▸ What to work on
Every line of the entries with the word "behind" in it should be shown.

[Stored data]
PR #1056, opened 2026-01-08
Draft: Return error msgs from ensure_simple correctly

jobselko:


pulp_python/tests/functional/utils.py
jobselko: `test_removed_content_not_published` (or maybe code?) contains a bug. I will look into it later

PR #1065, opened 2026-01-14
[PULP-1082] Add data-requires-python to Simple HTML API

### LINKED ISSUE #1054: Add data-requires-python to Simple HTML API
[PEP 503](https://peps.python.org/pep-0503/)

> A repository MAY include a data-requires-python attribute on a file link. This exposes the Requires-Python metadata field, specified in [PEP 345](https://peps.python.org/pep-0345/), for the corresponding release. Where this is present, installer tools SHOULD ignore the download when installing to a Python version that doesn’t satisfy the requirement. For example:
> 
> `<a href="..." data-requires-python="&gt;=3">...</a>`
> 
> In the attribute value, < and > have to be HTML encoded as `&lt;` and `&gt;`, respectively.

jobselko:
closes #1054


gerrod3 (approved):
Nice, good job catching the escaping behavior on the html template rendering.

PR #1186, opened 2026-04-09
Add more Pulp Exceptions.

aKlimau:
Assisted-by: Claude Sonnet 4.5 <noreply@anthropic.com>

### 📜 Checklist

- [x] Commits are cleanly separated with meaningful messages (simple features and bug fixes should be [squashed](https://pulpproject.org/pulpcore/docs/dev/guides/git/#rebasing-and-squashing) to one commit)
- [x] A [changelog entry](https://pulpproject.org/pulpcore/docs/dev/guides/git/#changelog-update) or entries has been added for any significant changes
- [x] Follows the [Pulp policy on AI Usage](https://pulpproject.org/help/more/governance/ai_policy/)
- [x] (For new features) - User documentation and test coverage has been added

### DIFF
--- a/CHANGES/+add-pulp-exceptions.feature
+++ b/CHANGES/+add-pulp-exceptions.feature
@@ -1,0 +1,1 @@
+Add more Pulp Exceptions.
--- a/pulp_python/app/exceptions.py
+++ b/pulp_python/app/exceptions.py
@@ -1,0 +1,54 @@
+from gettext import gettext as _
+
+from pulpcore.plugin.exceptions import PulpException
+
+
+class AttestationVerificationError(PulpException):
+    """
+    Raised when attestation verification fails.
+    """
+
+    error_code = "PYT0001"
+
+    def __init__(self, message):
+        super().__init__()
+        self.message = message
+
+    def __str__(self):
+        return f"[{self.error_code}] " + _("Attestation verification failed: {message}").format(
+            message=self.message
+        )
+
+
+class UnsupportedProtocolError(PulpException):
+    """
+    Raised when an unsupported protocol is used for syncing.
+    """
+
+    error_code = "PYT0002"
+
+    def __init__(self, protocol):
+        super().__init__()
+        self.protocol = protocol
+
+    def __str__(self):
+        return f"[{self.error_code}] " + _(
+            "Only HTTP(S) is supported for python syncing, got: {protocol}"
+        ).format(protocol=self.protocol)
+
+
+class InvalidAttestationsError(PulpException):
+    """
+    Raised when attestation data cannot be validated.
+    """
+
+    error_code = "PYT0003"
+
+    def __init__(self, message):
+        super().__init__()
+        self.message = message
+
+    def __str__(self):
+        return f"[{self.error_code}] " + _("Invalid attestations: {message}").format(
+            message=self.message
+        )
--- a/pulp_python/app/models.py
+++ b/pulp_python/app/models.py
@@ -412,16 +412,16 @@ class PythonRepository(Repository, AutoAddObjPermsMixin):
 
     def _check_for_package_substitution(self, new_version):
         """
-        Raise a ValidationError if newly added packages would replace existing packages that have
-        the same filename but a different sha256 checksum.
+        Raise a ValidationError if newly added packages would replace existing packages
+        that have the same filename but a different sha256 checksum.
         """
         qs = PythonPackageContent.objects.filter(pk__in=new_version.content)
         duplicates = collect_duplicates(qs, ("filename",))
         if duplicates:
             raise ValidationError(
-                "Found duplicate packages being added with the same filename but different checksums. "  # noqa: E501
-                "To allow this, set 'allow_package_substitution' to True on the repository. "
-                f"Conflicting packages: {duplicates}"
+                "Found duplicate packages being added with the same filename but different "
+                "checksums. To allow this, set 'allow_package_substitution' to True on the "
+                f"repository. Conflicting packages: {duplicates}"
             )
 
     def _check_blocklist(self, new_version):
--- a/pulp_python/app/serializers.py
+++ b/pulp_python/app/serializers.py
@@ -9,7 +9,8 @@ from django.db.utils import IntegrityError
 from drf_spectacular.utils import extend_schema_serializer
 from packaging.requirements import Requirement
 from packaging.version import InvalidVersion, Version
-from pydantic import TypeAdapter, ValidationError
+from pydantic import TypeAdapter
+from pydantic import ValidationError as PydanticValidationError
 from pypi_attestations import AttestationError
 from rest_framework import serializers
 
@@ -387,7 +388,7 @@ class PythonPackageContentSerializer(core_serializers.SingleArtifactContentUploa
                 attestations = TypeAdapter(list[Attestation]).validate_json(value)
             else:
                 attestations = TypeAdapter(list[Attestation]).validate_python(value)
-        except ValidationError as e:
+        except PydanticValidationError as e:
             raise serializers.ValidationError(_("Invalid attestations: {}").format(e))
         return attestations
 
@@ -654,7 +655,7 @@ class PackageProvenanceSerializer(core_serializers.NoArtifactContentUploadSerial
         try:
             provenance = Provenance.model_validate_json(data["file"].read())
             data["provenance"] = provenance.model_dump(mode="json")
-        except ValidationError as e:
+        except PydanticValidationError as e:
             raise serializers.ValidationError(
                 _("The uploaded provenance is not valid: {}").format(e)
             )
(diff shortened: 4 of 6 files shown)


CHANGES/+add-pulp-exceptions.feature
```diff
@@ -0,0 +1 @@
+Add more Pulp Exceptions.
```
jobselko, line 1: This is not a bug, but rather a feature.

pulp_python/app/tasks/sync.py
```diff
@@ -17,6 +17,7 @@
     Stage,
 )
 
+from pulp_python.app.exceptions import UnsupportedProtocolError
```
jobselko, line 25: Why do we need this? I do not remember that is was reported by CI. It also looks like sth that should be in pulpcore.

pulp_python/app/serializers.py
```diff
@@ -408,26 +408,23 @@ def deferred_validate(self, data):
         try:
             filename = data["relative_path"]
         except KeyError:
-            raise serializers.ValidationError(detail={"relative_path": _("This field is required")})
+            raise ValidationError(_("This field is required: relative_path"))
```
jobselko: Why do we need this? (not reported by CI)

pulp_python/app/serializers.py
```diff
@@ -408,26 +408,23 @@ def deferred_validate(self, data):
...
 
         artifact = data["artifact"]
         try:
             _data = artifact_to_python_content_data(filename, artifact, domain=get_domain())
         except ValueError:
-            raise serializers.ValidationError(
+            raise ValidationError(
```
jobselko: Why do we need this? (not reported by CI)

pulp_python/app/exceptions.py
```diff
@@ -0,0 +1,88 @@
...
+
+    def __str__(self):
+        return (
+            f"[{self.error_code}] "
+            + _(
+                "Found duplicate packages being added with the same filename but different checksums. "  # noqa: E501
+            )
+            + _("To allow this, set 'allow_package_substitution' to True on the repository. ")
+            + _("Conflicting packages: {duplicates}").format(duplicates=self.duplicates)
+        )
```
jobselko: return f"[{self.error_code}] " + _(
            "Found duplicate packages being added with the same filename but different "
            "checksums. To allow this, set 'allow_package_substitution' to True on the "
            "repository. Conflicting packages: {duplicates}"
        ).format(duplicates=self.duplicates)

pulp_python/app/exceptions.py
```diff
@@ -0,0 +1,88 @@
...
+
+from pulpcore.plugin.exceptions import PulpException
+
+
+class ProvenanceVerificationError(PulpException):
+    """
+    Raised when provenance verification fails.
+    """
+
+    error_code = "PLPY0001"
```
jobselko: Do we already have a naming convention for plugins? Pulpcore uses "PLP", this introduces "PLPY"

aKlimau: We don't have a strict convention for plugins, but some plugins have already created exceptions with codes, so until we have a reason to make it all stricter we will go with it.

pulp_python/app/serializers.py
aKlimau: We need this to give more information to user/services team. As this exception can't contain any sensitive information we would rather display it to user for easier debugging (serializers.ValidationError will be sanitized)

jobselko: Discussed on the call that we might want to turn more exceptions into `PulpException`-based exceptions to avoid later sanitization in core 3.115.

pulp_python/app/exceptions.py
jobselko, line 1: `fetch_json_release_metadata` from `utils.py` can also raise an exception, this is called within the `repair` task

pulp_python/app/serializers.py
jobselko, line 562: This can be replaced by `InvalidPythonExtensionError` 

Edit: Actually not, we are inside `validate`, not `deferred_validate`

jobselko (changes requested):

pulp_python/app/tasks/sync.py
jobselko: Can we replace `UnsupportedProtocolError` by `SyncError`?

pulp_python/app/exceptions.py
jobselko: The name should be `PYT0001` (agreed in the core team mtg)

pulp_python/app/serializers.py
jobselko, line 395: This is called by `PythonPackageContentUploadSerializer.validate`, where it should raise a `serializers.ValidationError`

pulp_python/app/models.py
jobselko, line 439: `BlocklistedPackageError` instead of `ValidationError`

jobselko (changes requested):

pulp_python/app/serializers.py
aKlimau: It's still catching the same error as before the changes, I just renamed it from ValidationError to PydanticValidationError:
`from pydantic import TypeAdapter, ValidationError as PydanticValidationError`
Or am I getting smt wrong?

jobselko: `handle_attestations` now raises `AttestationVerificationError` instead of `serializers.ValidationError`

jobselko:
@aKlimau Can you please rebase?

jobselko:
I noticed that many of the pulp-exception changes were reverted. Could you share the reasoning behind this change?

aKlimau:
> I noticed that many of the pulp-exception changes were reverted. Could you share the reasoning behind this change?

As we decided to treat ValidationErrors and aiohttp ClientErrors as PulpExceptions there is now no need for new classes of PulpExceptions, that's why a bunch of them were removed and old ValidationErrors were brought back.

pulp_python/app/tasks/sync.py
```diff
@@ -115,7 +115,8 @@ async def run(self):
         url = self.remote.url.rstrip("/")
         downloader = self.remote.get_downloader(url=url)
         if not isinstance(downloader, HttpDownloader):
-            raise ValueError("Only HTTP(S) is supported for python syncing")
+            protocol = type(downloader).__name__
```
jobselko: `__name__` is a class name, not a protocol name. You can use this instead:
```
from urllib.parse import urlparse
urlparse(downloader.url).scheme
```

pulp_python/app/utils.py
```diff
@@ -357,7 +359,7 @@ def fetch_json_release_metadata(name: str, version: str, remotes: set[Remote]) -
             json_data = json.load(file)
         return json_data
     else:
-        raise Exception(f"Failed to fetch {url} from any remote.")
+        raise RemoteFetchError(url=url)
```
jobselko: Looking at this again, this is only called in the `repair` task where the exception is caught and discarded, so it never reaches the task. It is safe to drop this change. Sorry for confusion.

pulp_python/tests/functional/api/test_attestations.py
```diff
@@ -69,7 +69,7 @@ def test_verify_provenance(python_bindings, twine_package, python_content_factor
     with pytest.raises(PulpTaskError) as e:
         monitor_task(provenance.task)
     assert e.value.task.state == "failed"
-    assert "twine-6.2.0-py3-none-any.whl != twine-6.2.0.tar.gz" in e.value.task.error["description"]
+    assert "Provenance verification failed" in e.value.task.error["description"]
```
jobselko: This change is not needed, the serializers were not changed.

pulp_python/tests/functional/api/test_crud_content_unit.py
```diff
@@ -113,8 +113,7 @@ def test_content_crud(
     with pytest.raises(PulpTaskError) as e:
         response = python_bindings.ContentPackagesApi.create(**content_body)
         monitor_task(response.task)
-    msg = "The uploaded artifact's sha256 checksum does not match the one provided"
-    assert msg in e.value.task.error["description"]
+    assert "sha256 checksum does not match" in e.value.task.error["description"]
```
jobselko: This change is not needed, the serializers were not changed.

pulp_python/app/models.py
jobselko, line 1: Docstring changes are not needed, the exceptions were not changed.

pulp_python/app/exceptions.py
jobselko, line 1: Can you please change the exception numbers to 1-3 for `UnsupportedProtocolError`, `InvalidAttestationsError`, `AttestationVerificationError`?

pulp_python/app/tasks/sync.py
jobselko: `SyncError`

pulp_python/tests/functional/api/test_attestations.py
jobselko: This one is still present

jobselko (approved):

PR #879, opened 2022-12-17
Add support of module function for windows

### LINKED ISSUE #878: [Paths/module] module isn't working properly for Windows OS
Initially we are think that were an error from [Collections/split], as related on #872

More detailed what is happening here. (The problem isn't on this library itself), look:

I created a file called `paths.art` with this code:
image

Look what happens when I run it:

image

So, look at lines [1750](https://github.com/arturo-lang/arturo/blob/1136d74ff6685ec5b16c64021b3cf1a0dfc45fa8/src/library/Collections.nim#L1750) and [1797](https://github.com/arturo-lang/arturo/blob/1136d74ff6685ec5b16c64021b3cf1a0dfc45fa8/src/library/Collections.nim#L1797). 
Arturo is using the function `item.split(DirSep))`, `split` is a nim's standard function from `strutils.nim` module, none problem here, and `DirSep` that also is a nim's standard function comes from `osseps.nim` module, none problem here too.

But, let's see what `DirSep` returns for windows systems: 
```
  DirSep* =
    when defined(macos): ':'
    elif doslikeFileSystem or defined(vxworks): '\\'
    elif defined(RISCOS): '.'
    else: '/'
    ## The character used by the operating system to separate pathname
    ## components, for example: `'/'` for POSIX, `':'` for the classic
    ## Macintosh, and `'\\'` on Windows.
```
Yes, it'll split using a `\`. As Arturo's `module` function is returning with bot separators, it won't work. It'll separate just until user's path, and then a big string.

It's a issue related with [`module`](https://github.com/arturo-lang/arturo/blob/master/src/library/Paths.nim#L246) function.

_Originally posted by @RickBarretto in https://github.com/arturo-lang/arturo/issues/872#issuecomment-1353092615_

RickBarretto:
It's not so important because `module` should be replaced on future. But, for while, why not fix it temporarily? 🙂 

Fixes #878

My local build:
image

## Type of change

### DIFF
--- a/src/library/Paths.nim
+++ b/src/library/Paths.nim
@@ -258,7 +258,10 @@ proc defineSymbols*() =
             do module 'html    ; (imports given module)
             """:
                 #=======================================================
-                push(newString(HomeDir & ".arturo/lib/" & x.s & ".art"))
+                when defined(windows):
+                    push(newString(HomeDir & ".arturo\\lib\\" & x.s & ".art"))
+                else:
+                    push(newString(HomeDir & ".arturo/lib/" & x.s & ".art"))
         
         builtin "normalize",
             alias       = dotslash, 


RickBarretto:
🚀

drkameleon (approved):
Since it's looking good, and as you said it's no harm (whether it'll be replaced or not), I'm merging it!

Thanks! 😄

PR #888, opened 2022-12-19
[Collections/split] `.every` is not working properly with String values

### LINKED ISSUE #887: [Collections/split] `.every` is not working properly with String values
**Describe the bug**

> Alright, I discovered another issue. This time not related with literals, but with strings.
> When I run, this:
> ```
>    debug split.every: 3 "Manchester"
>    debug split.every: 3 "Manchesterr"
> ```
> I get this:
> image
>
> It's filling this block with some strange character.
> (Also, I redirected it from bash, so it's not a redirection/conversion error)

The bug was described [in this commentary](https://github.com/arturo-lang/arturo/issues/885#issuecomment-1358069385).
I discovered it when doing some unit-tests.

**To Reproduce**
```
; I will do using string kind literals, but the same is valid for non-literals too
city: "Manchester"
split.every: 3 'city
size city\3
; => 3
```

**Expected behavior**
Size of `city\3` must to be `1`.

**Screenshots**
image
image

**Desktop (please complete the following information):**
 - OS: amd64/windows
 - Version v/0.9.80 b/3311

**Additional context**
[in my commentary](https://github.com/arturo-lang/arturo/issues/885#issuecomment-1358069385) at #885

RickBarretto:
# Description
The current implementation on master is returning strings with same size of `every` attribute.
It's not wrong for strings at the start or middle of the block, and some cases also not wrong at the end.
BUT, for some strings divided by certain numbers, the last item will return with wrong size
So, I fixed it to return the right size.

**Example**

▸ Task output
I noticed that many of the pulp-exception changes were reverted. Could you share the reasoning behind this change?
> I noticed that many of the pulp-exception changes were reverted. Could you share the reasoning behind this change?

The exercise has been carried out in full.